┌─ Exercise data

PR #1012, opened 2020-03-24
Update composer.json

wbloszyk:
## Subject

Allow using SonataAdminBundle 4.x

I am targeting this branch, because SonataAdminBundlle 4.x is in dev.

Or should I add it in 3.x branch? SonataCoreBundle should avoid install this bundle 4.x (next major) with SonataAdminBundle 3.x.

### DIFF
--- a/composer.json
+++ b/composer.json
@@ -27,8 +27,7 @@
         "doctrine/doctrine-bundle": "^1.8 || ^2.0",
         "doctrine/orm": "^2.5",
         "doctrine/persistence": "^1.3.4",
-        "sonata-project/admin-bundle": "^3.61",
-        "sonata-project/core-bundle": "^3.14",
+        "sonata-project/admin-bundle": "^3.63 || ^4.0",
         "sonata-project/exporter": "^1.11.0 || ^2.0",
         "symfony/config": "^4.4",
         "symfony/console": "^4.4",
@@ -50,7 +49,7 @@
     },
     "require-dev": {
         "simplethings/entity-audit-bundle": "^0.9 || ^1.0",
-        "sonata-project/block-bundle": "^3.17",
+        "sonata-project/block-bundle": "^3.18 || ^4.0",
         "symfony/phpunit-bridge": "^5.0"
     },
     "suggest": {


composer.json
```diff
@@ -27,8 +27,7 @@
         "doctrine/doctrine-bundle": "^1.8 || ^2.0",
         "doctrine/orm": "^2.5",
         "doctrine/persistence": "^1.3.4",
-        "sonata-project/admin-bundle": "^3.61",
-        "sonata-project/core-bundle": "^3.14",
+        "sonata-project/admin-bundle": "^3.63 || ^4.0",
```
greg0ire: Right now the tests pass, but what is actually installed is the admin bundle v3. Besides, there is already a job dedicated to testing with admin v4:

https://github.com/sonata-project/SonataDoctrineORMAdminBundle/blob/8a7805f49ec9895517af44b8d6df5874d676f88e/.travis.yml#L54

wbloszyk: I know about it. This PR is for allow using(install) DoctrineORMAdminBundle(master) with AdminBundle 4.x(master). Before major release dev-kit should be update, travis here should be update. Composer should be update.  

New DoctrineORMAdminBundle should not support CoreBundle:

└─

The answer must be a single number: the count of lines above that contain the word "with".

Result below: 3